__RECORDS FOR THIS TASK__:
┌────────

Issue #1192, opened 2018-01-12
Add early return versions of ForEach* methods


alan-baker:
There are currently many cases where code could be more efficient if the ForEach* method took a functor with a boolean return value (as opposed to a void return). To avoid confusion, add early return versions as WhileEach* (e.g. ForEachInId -> WhileEachInId). The ForEach* method should be implemented in terms of the WhileEach* method. Example:

void WhileEachInId(std::function<bool(uint32_t id)> f);

void ForEachInId(std::function<void(uint32_t id)> f) {
  WhileEachInId([f](uint32_t id) {
    f(id);
    return true;
  }
}

dneto0:
Fixed by #1196

PR #1196, opened 2018-01-12
Early exit iteration methods

alan-baker:
Addresses #1192 

* Looked through code for instances where code would benefit from early
exit
 * ForEach* reimplemented in terms of WhileEach*
 * Added a corresponding WhileEach* method and updated the code


dneto0:
Squashed and pushed into master as 6587d3f8a31b636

└────────

__AIM OF THE TASK__: Copy out each record exactly as given, omitting none.

__SOLUTION FOR THIS TASK__:
Issue #1192, opened 2018-01-12
Add early return versions of ForEach* methods


alan-baker:
There are currently many cases where code could be more efficient if the ForEach* method took a functor with a boolean return value (as opposed to a void return). To avoid confusion, add early return versions as WhileEach* (e.g. ForEachInId -> WhileEachInId). The ForEach* method should be implemented in terms of the WhileEach* method. Example:

void WhileEachInId(std::function<bool(uint32_t id)> f);

void ForEachInId(std::function<void(uint32_t id)> f) {
  WhileEachInId([f](uint32_t id) {
    f(id);
    return true;
  }
}

dneto0:
Fixed by #1196

PR #1196, opened 2018-01-12
Early exit iteration methods

alan-baker:
Addresses #1192 

* Looked through code for instances where code would benefit from early
exit
 * ForEach* reimplemented in terms of WhileEach*
 * Added a corresponding WhileEach* method and updated the code


dneto0:
Squashed and pushed into master as 6587d3f8a31b636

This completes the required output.